[Collected data]
□ □ □ □ □ □ □
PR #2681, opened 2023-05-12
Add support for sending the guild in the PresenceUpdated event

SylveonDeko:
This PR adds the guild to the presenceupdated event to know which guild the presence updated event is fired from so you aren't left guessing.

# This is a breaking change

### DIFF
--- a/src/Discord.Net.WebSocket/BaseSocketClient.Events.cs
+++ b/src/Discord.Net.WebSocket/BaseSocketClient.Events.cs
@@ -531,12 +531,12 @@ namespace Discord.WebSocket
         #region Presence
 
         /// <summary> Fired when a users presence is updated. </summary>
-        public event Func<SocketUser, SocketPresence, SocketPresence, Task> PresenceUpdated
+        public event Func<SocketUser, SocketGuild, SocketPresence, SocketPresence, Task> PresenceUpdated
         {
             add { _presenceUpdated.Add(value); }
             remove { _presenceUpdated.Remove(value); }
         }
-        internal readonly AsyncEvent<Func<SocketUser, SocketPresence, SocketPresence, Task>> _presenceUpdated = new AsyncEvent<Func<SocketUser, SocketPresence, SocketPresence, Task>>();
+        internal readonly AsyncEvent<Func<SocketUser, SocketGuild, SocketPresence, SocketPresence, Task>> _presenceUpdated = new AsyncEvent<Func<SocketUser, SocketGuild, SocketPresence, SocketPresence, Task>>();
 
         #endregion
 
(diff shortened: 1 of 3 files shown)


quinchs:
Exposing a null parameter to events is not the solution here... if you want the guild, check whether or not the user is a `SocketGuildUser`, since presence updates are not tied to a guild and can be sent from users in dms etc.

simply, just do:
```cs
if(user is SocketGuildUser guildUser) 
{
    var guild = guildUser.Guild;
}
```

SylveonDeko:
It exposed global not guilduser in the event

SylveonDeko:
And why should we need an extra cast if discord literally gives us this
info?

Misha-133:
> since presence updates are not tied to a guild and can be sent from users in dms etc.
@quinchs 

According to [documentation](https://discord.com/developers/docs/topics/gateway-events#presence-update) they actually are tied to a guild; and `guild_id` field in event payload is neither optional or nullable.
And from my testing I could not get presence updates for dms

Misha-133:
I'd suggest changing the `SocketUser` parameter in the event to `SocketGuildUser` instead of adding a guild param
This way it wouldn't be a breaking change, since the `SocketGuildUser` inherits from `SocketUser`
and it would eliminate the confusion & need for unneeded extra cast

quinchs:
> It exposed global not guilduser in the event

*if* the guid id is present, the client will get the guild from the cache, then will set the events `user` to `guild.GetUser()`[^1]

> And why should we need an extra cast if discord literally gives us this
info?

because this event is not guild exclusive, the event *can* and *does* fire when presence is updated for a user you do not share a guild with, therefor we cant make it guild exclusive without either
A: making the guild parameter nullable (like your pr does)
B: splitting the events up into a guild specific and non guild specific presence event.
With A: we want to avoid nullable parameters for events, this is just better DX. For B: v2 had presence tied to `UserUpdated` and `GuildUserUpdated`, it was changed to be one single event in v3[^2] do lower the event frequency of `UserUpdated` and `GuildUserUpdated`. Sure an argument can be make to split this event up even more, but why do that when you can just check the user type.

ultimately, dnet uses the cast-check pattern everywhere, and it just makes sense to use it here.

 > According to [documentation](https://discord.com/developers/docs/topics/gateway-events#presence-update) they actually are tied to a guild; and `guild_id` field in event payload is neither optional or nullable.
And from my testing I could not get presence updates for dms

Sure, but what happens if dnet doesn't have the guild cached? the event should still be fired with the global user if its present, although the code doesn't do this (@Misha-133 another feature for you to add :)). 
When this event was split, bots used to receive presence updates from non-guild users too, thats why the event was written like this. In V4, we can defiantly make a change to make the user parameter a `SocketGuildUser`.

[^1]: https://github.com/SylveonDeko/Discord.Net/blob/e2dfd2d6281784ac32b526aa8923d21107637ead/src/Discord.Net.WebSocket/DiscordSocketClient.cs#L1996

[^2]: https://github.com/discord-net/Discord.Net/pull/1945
□ □ □ □ □ □ □
Top to bottom, set down the entries above word for word.

Output for this exercise:
PR #2681, opened 2023-05-12
Add support for sending the guild in the PresenceUpdated event

SylveonDeko:
This PR adds the guild to the presenceupdated event to know which guild the presence updated event is fired from so you aren't left guessing.

# This is a breaking change

### DIFF
--- a/src/Discord.Net.WebSocket/BaseSocketClient.Events.cs
+++ b/src/Discord.Net.WebSocket/BaseSocketClient.Events.cs
@@ -531,12 +531,12 @@ namespace Discord.WebSocket
         #region Presence
 
         /// <summary> Fired when a users presence is updated. </summary>
-        public event Func<SocketUser, SocketPresence, SocketPresence, Task> PresenceUpdated
+        public event Func<SocketUser, SocketGuild, SocketPresence, SocketPresence, Task> PresenceUpdated
         {
             add { _presenceUpdated.Add(value); }
             remove { _presenceUpdated.Remove(value); }
         }
-        internal readonly AsyncEvent<Func<SocketUser, SocketPresence, SocketPresence, Task>> _presenceUpdated = new AsyncEvent<Func<SocketUser, SocketPresence, SocketPresence, Task>>();
+        internal readonly AsyncEvent<Func<SocketUser, SocketGuild, SocketPresence, SocketPresence, Task>> _presenceUpdated = new AsyncEvent<Func<SocketUser, SocketGuild, SocketPresence, SocketPresence, Task>>();
 
         #endregion
 
(diff shortened: 1 of 3 files shown)


quinchs:
Exposing a null parameter to events is not the solution here... if you want the guild, check whether or not the user is a `SocketGuildUser`, since presence updates are not tied to a guild and can be sent from users in dms etc.

simply, just do:
```cs
if(user is SocketGuildUser guildUser) 
{
    var guild = guildUser.Guild;
}
```

SylveonDeko:
It exposed global not guilduser in the event

SylveonDeko:
And why should we need an extra cast if discord literally gives us this
info?

Misha-133:
> since presence updates are not tied to a guild and can be sent from users in dms etc.
@quinchs 

According to [documentation](https://discord.com/developers/docs/topics/gateway-events#presence-update) they actually are tied to a guild; and `guild_id` field in event payload is neither optional or nullable.
And from my testing I could not get presence updates for dms

Misha-133:
I'd suggest changing the `SocketUser` parameter in the event to `SocketGuildUser` instead of adding a guild param
This way it wouldn't be a breaking change, since the `SocketGuildUser` inherits from `SocketUser`
and it would eliminate the confusion & need for unneeded extra cast

quinchs:
> It exposed global not guilduser in the event

*if* the guid id is present, the client will get the guild from the cache, then will set the events `user` to `guild.GetUser()`[^1]

> And why should we need an extra cast if discord literally gives us this
info?

because this event is not guild exclusive, the event *can* and *does* fire when presence is updated for a user you do not share a guild with, therefor we cant make it guild exclusive without either
A: making the guild parameter nullable (like your pr does)
B: splitting the events up into a guild specific and non guild specific presence event.
With A: we want to avoid nullable parameters for events, this is just better DX. For B: v2 had presence tied to `UserUpdated` and `GuildUserUpdated`, it was changed to be one single event in v3[^2] do lower the event frequency of `UserUpdated` and `GuildUserUpdated`. Sure an argument can be make to split this event up even more, but why do that when you can just check the user type.

ultimately, dnet uses the cast-check pattern everywhere, and it just makes sense to use it here.

 > According to [documentation](https://discord.com/developers/docs/topics/gateway-events#presence-update) they actually are tied to a guild; and `guild_id` field in event payload is neither optional or nullable.
And from my testing I could not get presence updates for dms

Sure, but what happens if dnet doesn't have the guild cached? the event should still be fired with the global user if its present, although the code doesn't do this (@Misha-133 another feature for you to add :)). 
When this event was split, bots used to receive presence updates from non-guild users too, thats why the event was written like this. In V4, we can defiantly make a change to make the user parameter a `SocketGuildUser`.

[^1]: https://github.com/SylveonDeko/Discord.Net/blob/e2dfd2d6281784ac32b526aa8923d21107637ead/src/Discord.Net.WebSocket/DiscordSocketClient.cs#L1996

[^2]: https://github.com/discord-net/Discord.Net/pull/1945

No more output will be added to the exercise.